[Extracted data entries]
--- START ---

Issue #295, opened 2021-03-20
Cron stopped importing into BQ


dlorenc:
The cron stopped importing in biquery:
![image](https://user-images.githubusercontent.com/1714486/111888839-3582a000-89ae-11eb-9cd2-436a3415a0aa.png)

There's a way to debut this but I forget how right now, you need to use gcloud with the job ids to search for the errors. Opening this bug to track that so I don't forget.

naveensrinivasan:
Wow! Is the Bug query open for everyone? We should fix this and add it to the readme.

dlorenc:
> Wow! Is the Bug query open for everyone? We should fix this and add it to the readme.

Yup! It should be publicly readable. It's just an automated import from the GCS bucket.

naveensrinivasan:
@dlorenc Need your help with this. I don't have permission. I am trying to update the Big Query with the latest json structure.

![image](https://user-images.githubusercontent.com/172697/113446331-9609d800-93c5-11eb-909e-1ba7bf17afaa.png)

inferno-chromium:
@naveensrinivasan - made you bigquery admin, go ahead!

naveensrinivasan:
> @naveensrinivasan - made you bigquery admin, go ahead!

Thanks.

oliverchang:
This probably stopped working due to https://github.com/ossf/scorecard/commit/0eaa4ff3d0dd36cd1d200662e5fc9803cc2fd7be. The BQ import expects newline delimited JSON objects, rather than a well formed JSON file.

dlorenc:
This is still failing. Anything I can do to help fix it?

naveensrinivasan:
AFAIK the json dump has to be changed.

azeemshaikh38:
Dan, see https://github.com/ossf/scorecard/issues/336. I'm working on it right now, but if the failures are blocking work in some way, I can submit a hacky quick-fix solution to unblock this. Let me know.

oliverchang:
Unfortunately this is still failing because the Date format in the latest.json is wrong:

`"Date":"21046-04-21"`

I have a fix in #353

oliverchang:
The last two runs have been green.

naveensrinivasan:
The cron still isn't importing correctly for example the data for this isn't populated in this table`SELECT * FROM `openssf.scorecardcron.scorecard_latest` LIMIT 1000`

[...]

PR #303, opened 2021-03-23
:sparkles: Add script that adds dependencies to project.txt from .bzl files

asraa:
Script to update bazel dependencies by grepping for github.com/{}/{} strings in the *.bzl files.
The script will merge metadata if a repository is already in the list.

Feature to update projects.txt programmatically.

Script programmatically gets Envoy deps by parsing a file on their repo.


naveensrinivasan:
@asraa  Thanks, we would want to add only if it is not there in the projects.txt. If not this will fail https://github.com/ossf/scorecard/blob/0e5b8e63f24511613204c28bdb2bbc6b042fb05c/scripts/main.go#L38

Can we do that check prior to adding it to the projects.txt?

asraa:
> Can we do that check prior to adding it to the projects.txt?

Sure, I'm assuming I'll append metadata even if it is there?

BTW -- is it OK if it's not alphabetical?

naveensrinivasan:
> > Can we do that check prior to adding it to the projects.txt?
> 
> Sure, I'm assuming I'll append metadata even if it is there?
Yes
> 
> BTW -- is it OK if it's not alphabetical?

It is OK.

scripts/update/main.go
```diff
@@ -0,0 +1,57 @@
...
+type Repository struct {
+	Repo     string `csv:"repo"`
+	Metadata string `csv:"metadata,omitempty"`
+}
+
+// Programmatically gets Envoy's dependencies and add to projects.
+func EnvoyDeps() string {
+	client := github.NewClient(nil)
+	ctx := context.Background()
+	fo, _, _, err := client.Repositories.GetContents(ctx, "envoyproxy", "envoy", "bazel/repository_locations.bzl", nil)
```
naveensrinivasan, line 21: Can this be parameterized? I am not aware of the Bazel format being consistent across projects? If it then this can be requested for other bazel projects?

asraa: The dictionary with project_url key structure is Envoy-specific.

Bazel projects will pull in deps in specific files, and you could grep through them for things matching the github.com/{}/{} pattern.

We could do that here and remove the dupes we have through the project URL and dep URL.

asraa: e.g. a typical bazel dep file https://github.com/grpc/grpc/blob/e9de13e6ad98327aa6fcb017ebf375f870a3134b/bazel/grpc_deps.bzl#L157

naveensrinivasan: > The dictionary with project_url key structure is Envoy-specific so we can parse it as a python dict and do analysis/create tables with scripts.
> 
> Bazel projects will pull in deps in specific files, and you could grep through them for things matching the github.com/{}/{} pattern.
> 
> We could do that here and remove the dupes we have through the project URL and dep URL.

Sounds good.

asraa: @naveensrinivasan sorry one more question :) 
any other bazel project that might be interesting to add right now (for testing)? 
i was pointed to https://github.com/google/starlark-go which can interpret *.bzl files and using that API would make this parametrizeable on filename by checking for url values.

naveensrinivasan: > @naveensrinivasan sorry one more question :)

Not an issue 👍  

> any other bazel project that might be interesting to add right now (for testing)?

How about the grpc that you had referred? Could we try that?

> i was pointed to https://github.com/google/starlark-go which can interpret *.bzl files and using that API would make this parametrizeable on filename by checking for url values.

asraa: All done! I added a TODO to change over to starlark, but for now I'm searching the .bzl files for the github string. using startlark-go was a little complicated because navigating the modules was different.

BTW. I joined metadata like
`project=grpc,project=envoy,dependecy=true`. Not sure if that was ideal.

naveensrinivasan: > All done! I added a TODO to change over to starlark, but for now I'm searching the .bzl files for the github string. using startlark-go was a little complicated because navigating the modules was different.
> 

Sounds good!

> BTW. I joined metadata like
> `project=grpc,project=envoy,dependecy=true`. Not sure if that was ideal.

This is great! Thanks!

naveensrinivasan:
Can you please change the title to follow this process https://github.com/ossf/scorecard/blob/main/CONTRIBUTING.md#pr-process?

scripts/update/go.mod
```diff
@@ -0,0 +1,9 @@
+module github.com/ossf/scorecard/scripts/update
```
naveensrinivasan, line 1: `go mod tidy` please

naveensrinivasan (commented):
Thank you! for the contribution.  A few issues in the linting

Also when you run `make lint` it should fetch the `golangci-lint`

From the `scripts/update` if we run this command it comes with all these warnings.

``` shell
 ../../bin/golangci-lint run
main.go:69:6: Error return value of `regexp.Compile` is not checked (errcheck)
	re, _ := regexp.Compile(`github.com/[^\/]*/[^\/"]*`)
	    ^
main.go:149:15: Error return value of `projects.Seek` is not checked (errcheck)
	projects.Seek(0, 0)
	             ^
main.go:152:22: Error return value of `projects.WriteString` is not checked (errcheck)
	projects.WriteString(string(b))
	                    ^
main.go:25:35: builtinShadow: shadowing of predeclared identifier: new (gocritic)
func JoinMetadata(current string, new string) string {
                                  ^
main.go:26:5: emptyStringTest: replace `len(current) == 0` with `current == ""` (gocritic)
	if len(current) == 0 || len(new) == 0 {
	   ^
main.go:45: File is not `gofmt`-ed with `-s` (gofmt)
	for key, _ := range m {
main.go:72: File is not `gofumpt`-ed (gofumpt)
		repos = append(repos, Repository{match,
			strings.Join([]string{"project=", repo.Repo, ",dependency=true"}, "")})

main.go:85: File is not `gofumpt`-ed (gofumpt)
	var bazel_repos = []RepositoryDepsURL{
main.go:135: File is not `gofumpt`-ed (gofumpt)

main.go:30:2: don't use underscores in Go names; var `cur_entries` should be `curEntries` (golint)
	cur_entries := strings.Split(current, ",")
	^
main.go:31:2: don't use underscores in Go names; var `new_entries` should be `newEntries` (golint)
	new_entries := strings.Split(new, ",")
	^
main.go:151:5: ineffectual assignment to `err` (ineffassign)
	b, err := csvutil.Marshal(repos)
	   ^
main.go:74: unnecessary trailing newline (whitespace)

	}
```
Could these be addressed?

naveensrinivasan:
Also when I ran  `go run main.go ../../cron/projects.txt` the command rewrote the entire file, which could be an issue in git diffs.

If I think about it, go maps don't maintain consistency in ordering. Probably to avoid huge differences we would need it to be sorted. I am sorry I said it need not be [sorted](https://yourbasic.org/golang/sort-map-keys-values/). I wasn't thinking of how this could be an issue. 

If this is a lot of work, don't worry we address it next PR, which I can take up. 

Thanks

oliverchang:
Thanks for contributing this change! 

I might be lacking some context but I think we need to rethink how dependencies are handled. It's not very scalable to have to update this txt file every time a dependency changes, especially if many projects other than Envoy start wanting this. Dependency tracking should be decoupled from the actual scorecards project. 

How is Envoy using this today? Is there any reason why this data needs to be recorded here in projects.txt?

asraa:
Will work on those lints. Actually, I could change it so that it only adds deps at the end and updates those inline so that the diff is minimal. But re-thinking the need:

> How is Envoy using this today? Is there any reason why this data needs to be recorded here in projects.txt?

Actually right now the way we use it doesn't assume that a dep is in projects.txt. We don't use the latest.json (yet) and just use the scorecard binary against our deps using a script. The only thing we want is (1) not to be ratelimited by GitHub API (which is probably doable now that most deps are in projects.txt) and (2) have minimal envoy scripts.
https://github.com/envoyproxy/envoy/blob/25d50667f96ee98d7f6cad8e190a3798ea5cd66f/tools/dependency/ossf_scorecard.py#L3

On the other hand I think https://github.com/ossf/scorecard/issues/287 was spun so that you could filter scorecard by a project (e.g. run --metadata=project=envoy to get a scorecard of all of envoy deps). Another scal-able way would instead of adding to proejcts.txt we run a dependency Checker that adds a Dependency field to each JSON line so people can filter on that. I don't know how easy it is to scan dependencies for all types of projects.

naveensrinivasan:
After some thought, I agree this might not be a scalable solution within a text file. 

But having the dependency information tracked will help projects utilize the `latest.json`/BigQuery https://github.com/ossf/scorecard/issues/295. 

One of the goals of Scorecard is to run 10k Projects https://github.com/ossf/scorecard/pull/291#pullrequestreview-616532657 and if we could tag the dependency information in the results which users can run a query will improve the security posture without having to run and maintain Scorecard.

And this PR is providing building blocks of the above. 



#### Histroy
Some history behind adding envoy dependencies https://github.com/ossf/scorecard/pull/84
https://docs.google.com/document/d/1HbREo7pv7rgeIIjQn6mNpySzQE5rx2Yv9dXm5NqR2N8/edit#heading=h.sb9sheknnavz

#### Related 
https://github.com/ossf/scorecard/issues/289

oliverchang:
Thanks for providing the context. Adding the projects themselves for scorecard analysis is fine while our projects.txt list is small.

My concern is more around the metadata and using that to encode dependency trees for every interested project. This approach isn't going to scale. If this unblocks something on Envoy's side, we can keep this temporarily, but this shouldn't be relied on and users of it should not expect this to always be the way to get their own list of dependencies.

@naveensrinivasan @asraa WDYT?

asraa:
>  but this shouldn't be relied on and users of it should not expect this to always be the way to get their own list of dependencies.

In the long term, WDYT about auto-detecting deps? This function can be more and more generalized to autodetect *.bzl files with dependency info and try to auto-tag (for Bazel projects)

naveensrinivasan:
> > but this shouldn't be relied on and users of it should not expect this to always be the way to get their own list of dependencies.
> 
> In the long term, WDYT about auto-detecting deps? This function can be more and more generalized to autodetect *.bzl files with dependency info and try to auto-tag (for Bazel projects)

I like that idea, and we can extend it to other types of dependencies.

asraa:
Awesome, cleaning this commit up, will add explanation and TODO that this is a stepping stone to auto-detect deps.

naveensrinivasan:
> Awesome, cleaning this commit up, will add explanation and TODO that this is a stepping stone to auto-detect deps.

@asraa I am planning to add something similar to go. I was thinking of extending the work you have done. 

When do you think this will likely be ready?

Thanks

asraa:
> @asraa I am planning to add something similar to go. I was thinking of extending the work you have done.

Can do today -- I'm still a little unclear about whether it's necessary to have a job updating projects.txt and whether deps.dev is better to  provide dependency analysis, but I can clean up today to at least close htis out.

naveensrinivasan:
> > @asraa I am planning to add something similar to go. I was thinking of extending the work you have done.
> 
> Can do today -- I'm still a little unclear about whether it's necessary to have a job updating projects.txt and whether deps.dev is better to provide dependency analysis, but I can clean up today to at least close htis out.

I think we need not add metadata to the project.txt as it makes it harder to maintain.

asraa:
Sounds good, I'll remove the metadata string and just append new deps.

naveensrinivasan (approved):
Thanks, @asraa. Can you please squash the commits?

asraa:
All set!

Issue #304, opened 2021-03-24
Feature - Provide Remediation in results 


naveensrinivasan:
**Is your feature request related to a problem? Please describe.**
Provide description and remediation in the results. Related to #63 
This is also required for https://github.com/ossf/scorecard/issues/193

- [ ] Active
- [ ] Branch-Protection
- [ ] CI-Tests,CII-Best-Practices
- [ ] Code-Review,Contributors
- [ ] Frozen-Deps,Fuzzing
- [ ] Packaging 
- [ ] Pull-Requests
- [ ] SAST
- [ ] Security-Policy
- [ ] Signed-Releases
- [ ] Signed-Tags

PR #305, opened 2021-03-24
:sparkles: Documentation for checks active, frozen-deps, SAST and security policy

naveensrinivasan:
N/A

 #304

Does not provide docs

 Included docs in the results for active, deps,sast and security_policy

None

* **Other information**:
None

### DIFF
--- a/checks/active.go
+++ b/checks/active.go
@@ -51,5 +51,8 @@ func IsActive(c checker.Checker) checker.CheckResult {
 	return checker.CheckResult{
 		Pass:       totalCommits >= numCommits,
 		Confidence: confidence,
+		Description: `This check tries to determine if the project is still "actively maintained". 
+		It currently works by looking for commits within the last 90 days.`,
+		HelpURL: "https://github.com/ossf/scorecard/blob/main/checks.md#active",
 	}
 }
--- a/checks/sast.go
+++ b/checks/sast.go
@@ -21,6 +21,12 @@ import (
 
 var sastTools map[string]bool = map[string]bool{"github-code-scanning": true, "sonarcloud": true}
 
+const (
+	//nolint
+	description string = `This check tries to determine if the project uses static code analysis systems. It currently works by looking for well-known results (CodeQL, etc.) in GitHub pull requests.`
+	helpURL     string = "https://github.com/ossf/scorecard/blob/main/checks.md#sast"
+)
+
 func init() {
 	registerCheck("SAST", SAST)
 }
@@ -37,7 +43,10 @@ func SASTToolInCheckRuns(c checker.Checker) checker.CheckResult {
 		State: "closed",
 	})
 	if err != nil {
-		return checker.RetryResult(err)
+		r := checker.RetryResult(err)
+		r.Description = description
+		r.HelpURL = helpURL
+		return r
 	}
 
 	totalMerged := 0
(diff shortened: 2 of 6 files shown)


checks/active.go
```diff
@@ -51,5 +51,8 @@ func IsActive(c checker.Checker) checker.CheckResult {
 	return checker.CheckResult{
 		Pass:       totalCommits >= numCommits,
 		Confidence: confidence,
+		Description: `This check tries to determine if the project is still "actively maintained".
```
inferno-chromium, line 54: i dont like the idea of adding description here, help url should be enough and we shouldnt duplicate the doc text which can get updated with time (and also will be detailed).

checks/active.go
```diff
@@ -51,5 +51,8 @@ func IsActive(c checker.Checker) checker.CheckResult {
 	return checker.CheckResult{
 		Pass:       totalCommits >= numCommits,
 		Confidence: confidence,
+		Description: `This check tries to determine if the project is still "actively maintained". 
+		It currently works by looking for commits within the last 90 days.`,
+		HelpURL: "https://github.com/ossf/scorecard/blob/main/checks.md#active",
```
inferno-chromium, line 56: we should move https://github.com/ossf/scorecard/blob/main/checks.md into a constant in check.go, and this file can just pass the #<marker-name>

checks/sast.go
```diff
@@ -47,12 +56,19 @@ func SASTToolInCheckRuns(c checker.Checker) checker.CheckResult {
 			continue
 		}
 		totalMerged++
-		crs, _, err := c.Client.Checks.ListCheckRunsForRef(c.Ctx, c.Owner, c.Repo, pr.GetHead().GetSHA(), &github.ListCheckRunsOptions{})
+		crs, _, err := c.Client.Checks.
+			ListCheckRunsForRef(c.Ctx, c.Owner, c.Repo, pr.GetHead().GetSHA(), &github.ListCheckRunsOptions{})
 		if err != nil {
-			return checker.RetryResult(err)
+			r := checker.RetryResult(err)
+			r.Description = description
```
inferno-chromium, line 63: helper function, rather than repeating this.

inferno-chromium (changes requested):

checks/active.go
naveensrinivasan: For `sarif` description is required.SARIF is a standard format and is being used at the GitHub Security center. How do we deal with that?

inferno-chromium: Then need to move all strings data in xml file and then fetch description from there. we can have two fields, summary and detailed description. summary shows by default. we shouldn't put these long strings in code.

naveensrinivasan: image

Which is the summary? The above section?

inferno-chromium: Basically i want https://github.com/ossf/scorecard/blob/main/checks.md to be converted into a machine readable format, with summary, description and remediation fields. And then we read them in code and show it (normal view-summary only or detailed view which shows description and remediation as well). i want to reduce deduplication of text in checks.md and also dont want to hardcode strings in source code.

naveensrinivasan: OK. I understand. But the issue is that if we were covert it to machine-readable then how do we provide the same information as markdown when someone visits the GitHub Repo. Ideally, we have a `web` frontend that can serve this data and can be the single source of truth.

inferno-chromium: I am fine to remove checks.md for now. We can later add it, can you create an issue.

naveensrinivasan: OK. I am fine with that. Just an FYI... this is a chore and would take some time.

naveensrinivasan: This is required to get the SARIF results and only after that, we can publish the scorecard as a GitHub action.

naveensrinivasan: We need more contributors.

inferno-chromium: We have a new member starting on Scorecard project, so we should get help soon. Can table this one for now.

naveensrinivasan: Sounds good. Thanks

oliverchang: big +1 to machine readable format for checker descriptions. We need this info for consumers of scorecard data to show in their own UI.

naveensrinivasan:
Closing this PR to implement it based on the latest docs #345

--- END ---

_Task brief:_
Exactly how many lines in the records contain the string "golint"? Give that number alone.

_Reply:_
2